4.6. Gelet op het vorenoverwogene is het gelijk aan de zijde van de inspecteur en moet het beroep ongegrond worden verklaard.
De rechtbank acht geen termen aanwezig voor het uitspreken van een proceskostenveroordeling als bedoeld in artikel 8:75 van de Awb.
De rechtbank:
- verklaart het beroep ongegrond voor zover het is gericht tegen de boetebeschikking;
- verklaart het beroep niet-ontvankelijk voor zover het is gericht tegen de in rekening gebrachte heffingsrente.
Deze uitspraak is gedaan door mr. C.A.F.M. Stassen, voorzitter, mr. D.V.E.M. van der Wiel-Rammeloo en mr. W. Brouwer. De beslissing is op 3 april 2006 in het openbaar uitgesproken, in tegenwoordigheid van mr. I. van Wijk, griffier.

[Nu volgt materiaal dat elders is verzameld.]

PR #1484, opened 2021-01-29
fix: fullscreen param to map plugin resize

jenniferarnesen:
map plugin resize function now accepts an `isFullscreen` param


turban (approved):
This looks correct. Please notify me when merged to master, and I'll do some extra testing on play dev.

PR #1501, opened 2021-02-02
fix: change order of save process to avoid memory leaks

jenniferarnesen:
Implementations in this PR:
* change order of save process to avoid memory leaks
* add Alert in case saving fails, and remain on the Edit page (related to this, no longer wrap the api requests with try/catch, and let the component handle the error)
* New cypress tests that check several edge case/error scenarios (I'm loving `cy.intercept`)
* Other minor cleanup in the cypress tests

## More info about the new save process:

Sometimes saving a dashboard causes console warnings about setting state on an unmounted component, causing memory leaks.  (test this locally, by freshly loading the app, click Edit, make a change, then click Save)

Previously, the order of events was:
1. save dashboard (in edit mode)
2. redux actions to clear edit mode
3. redirect to the dashboard in view mode
4. load the new/changed dashboard and more redux actions to set the state 

What is happening is that redux state was being changed prior to Redirect, causing the edit view to unmount and remount. Then once the Redirect has taken place, the still-mounted edit components were trying to set state.

Now, the process is like this:
1. save dashboard
2. fetch the updated list of dashboards
3. redirect to view
4. redux clear the edit mode
5. load the new/changed dashboard and more redux actions to set the state

## Alert on failed save
In addition, if the save request fails, then it is caught and an Alert is shown. The user remains in Edit view (should discuss this new feature with Joe/Jan - maybe user should still be redirected to View if the error was due to lack of access?)

You can test the bad behaviour by trying to save the "Cases Malaria" dashboard.  (this is probably caused by some weird data set up of the access)

image


src/actions/dashboards.js
```diff
@@ -100,15 +96,12 @@ export const tStarDashboard = (id, isStarred) => async (
...
-    const onError = error => {
-        console.log('Error (apiStarDashboard): ', error)
-        return error
-    }
     try {
         await apiStarDashboard(dataEngine, id, isStarred)
         return onSuccess(id)
     } catch (err) {
-        return onError(err)
+        console.log('Error (apiStarDashboard): ', err)
```
martinkrulltott: Use `console.error` instead of `log`?

src/components/ControlBar/EditBar.js
```diff
@@ -50,9 +56,16 @@ const EditBar = props => {
...
-            setRedirectUrl(`/${newId}`)
-        })
+        try {
+            props
+                .onSave()
+                .then(newId => {
+                    setRedirectUrl(`/${newId}`)
+                })
+                .catch(() => failureAlert.show())
+        } catch (e) {
```
martinkrulltott: why receive `(e)` if it's not used?
I'm surprised this wasn't caught by your linter...

martinkrulltott (approved):
Tests LGTM 👍 
Nice use of `cy.intercept`

cooper-joe:
I think this is a great suggestion, it's much clearer to the user what's going on when there is an issue. Most importantly, a user is never unsure about whether they have saved.

> In addition, if the save request fails, then it is caught and an Alert is shown. The user remains in Edit view (should discuss this new feature with Joe/Jan - maybe user should still be redirected to View if the error was due to lack of access?)

I do not think the app should ever redirect after a failed save, for whatever reason. Doing so would programatically discard changes. This would be unexpected data loss. To avoid this, it should always be the user's responsibility to click "Exit without saving". _With user intent_ should be the only situation we discard unsaved changes.

i18n/en.pot
```diff
@@ -29,6 +29,9 @@ msgid ""
 "this dashboard?"
 msgstr ""
 
+msgid "Failed to save the dashboard"
```
cooper-joe, line 32: It would be useful to be more specific, or suggestive, of a possible fix. I'm thinking `Failed to save dashboard. You might be offline or not have access to edit this dashboard.` Are there other reasons this error might end up being displayed? Perhaps "does not exist anymore"?

jenniferarnesen: Does not exist could be possible, though probably a very unlikely edge case. It would have had to be deleted between the time the user opened edit mode, and clicked save.

I asked Maikel about different error codes from the backend and he said it was pretty complicated. So I like your idea of keeping it generic.

cooper-joe: OK, I think we can keep it generic with `Failed to save dashboard. You might be offline or not have access to edit this dashboard.`. The "might" is enough to suggest that these aren't the only possible reasons, but the most likely.

src/actions/dashboards.js
jenniferarnesen: Done

src/components/ControlBar/EditBar.js
jenniferarnesen: try/catch removed since it wasn't needed (not using async/await)

PR #1507, opened 2021-02-04
fix: restore star dashboard functionality

jenniferarnesen:
Fixed:
* the configuration for the mutation for api star dashboard was incorrect (id property not available for `create` mutations)
* display warning alert if the star dashboard or show description requests fail

Refactor/test
* Remove the thunk code and call the api function directly in the component, which can then handle request failures by showing an alert
* Cypress tests added for both success and fail scenarios

image

image


cooper-joe (approved):

src/api/starDashboard.js
```diff
@@ -0,0 +1,17 @@
+const getStarDashboardMutation = id => ({
+    type: 'create',
+    resource: `dashboards/${id}/favorite`,
+})
+
+const getUnstarDashboardMutation = id => ({
+    type: 'delete',
```
edoardo, line 7: Does the `delete` mutation also have the same problem as the `create` one when passing a function to `id`?

src/components/TitleBar/ViewTitleBar.js
```diff
@@ -64,19 +71,38 @@ const ViewTitleBar = props => {
...
+                warningAlert.show({ msg })
+            })
     }
 
     const toggleStarredDashboardLabel = starred
         ? i18n.t('Unstar dashboard')
         : i18n.t('Star dashboard')
 
-    const toggleStarredDashboard = () => {
-        // TODO use dataQuery directly here with create/delete mutations ?!
```
edoardo, line 74: My understanding of dataEngine usage is that if a query/mutation is only needed in one place, it should be as close as possible to where it's used.
Starring/unstarring only happens in this component and the mutation is not needed anywhere else, so I was wondering if it should be used here directly with the `useMutation` hook instead of define it in a separate file.
That should simplify the code a bit.
@amcgee can comment further here.

Some relevant discussions:
https://dhis2.slack.com/archives/G3TL0J145/p1602848442010400
https://dhis2.slack.com/archives/CLJSVA1RV/p1602144467062200
https://dhis2.slack.com/archives/CPGUFVC56/p1605263408418500

src/api/starDashboard.js
```diff
@@ -0,0 +1,17 @@
...
+    resource: `dashboards/${id}/favorite`,
+})
+
+export const apiStarDashboard = (dataEngine, id, isStarred) => {
+    const mutation = isStarred
+        ? getStarDashboardMutation(id)
```
edoardo, line 13: Do you get console errors complaining about the mutation not being static?
This is what @amcgee suggested for FileMenu:
https://github.com/dhis2/analytics/pull/655/commits/7a54cba875b1eee79640bbc679434ba0c930c7a8

src/components/TitleBar/ViewTitleBar.js
jenniferarnesen: That's fine with me.

One goal I have is to dynamically create Cypress api tests from the data query/mutations in the app. I haven't thought a lot about how to do that, but one thing I had in mind was to use convention by keeping all the query/mutation definitions in a standard location (e.g. `src/api`). But that shouldn't conflict with the idea of using the `useMutation` hook.

src/api/starDashboard.js
jenniferarnesen: No I'm not getting that warning.

I noticed the mutation in the link you posted had an `id` function: 

```
const mapMutation = {	
    resource: 'maps',	
    id: ({ id }) => id,	
    type: 'delete',	
}
```

Whereas star dashboard uses this: 

```
const getStarDashboardMutation = id => ({
    type: 'create',
    resource: `dashboards/${id}/favorite`,
})
```

Which doesn't have a function in it.  Not sure.

src/api/starDashboard.js
jenniferarnesen: I didn't check actually. I decided to go with the same style for star and unstar, and skip memoizing, which adds complexity.

src/components/TitleBar/ViewTitleBar.js
jenniferarnesen: Updated to use the `useDataMutation` hook.

src/api/starDashboard.js
jenniferarnesen: Update: when I switched to `useDataMutation`, I started seeing the warning, even when using `useMemo`.

src/components/TitleBar/ViewTitleBar.js
jenniferarnesen: Reverted to the original solution because of console warnings and failing cypress test

src/api/starDashboard.js
amcgee: `id` can be dynamic in a delete mutation

src/api/starDashboard.js
amcgee: The warnings are only when using declarative hooks, not when using imperative engine methods

src/components/TitleBar/ViewTitleBar.js
edoardo: 👍

edoardo (approved):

Afschrift aangetekend verzonden aan partijen op:
Tegen deze uitspraak kunnen partijen binnen zes weken na de verzenddatum:
- hoger beroep instellen bij het gerechtshof te 's-Hertogenbosch (belastingkamer), Postbus 70583,
5201 CZ 's-Hertogenbosch; dan wel
- beroep in cassatie instellen bij de Hoge Raad der Nederlanden (belastingkamer), Postbus 20303,
2500 EH Den Haag, mits de wederpartij daarmee schriftelijk instemt.
N.B. Bij het bestuursorgaan berust de bevoegdheid tot het instellen van beroep in cassatie niet bij de ambtenaar die de procedure voor de rechtbank heeft gevoerd.
Bij het instellen van hoger beroep dan wel beroep in cassatie dient het volgende in acht te worden genomen:
1 - bij het beroepschrift wordt een afschrift van deze uitspraak overgelegd.
2 - het beroepschrift moet ondertekend zijn en ten minste het volgende vermelden:
a. de naam en het adres van de indiener;
b. een dagtekening;
c. een omschrijving van de uitspraak waartegen het hoger beroep dan wel het beroep in cassatie is ingesteld;
d. de gronden van het hoger beroep dan wel het beroep in cassatie.
Bij het instellen van beroep in cassatie dient daarnaast in acht te worden genomen dat bij het beroepschrift een schriftelijke verklaring van de wederpartij wordt gevoegd, inhoudende dat wordt ingestemd met het instellen van beroep in cassatie tegen de uitspraak van de rechtbank.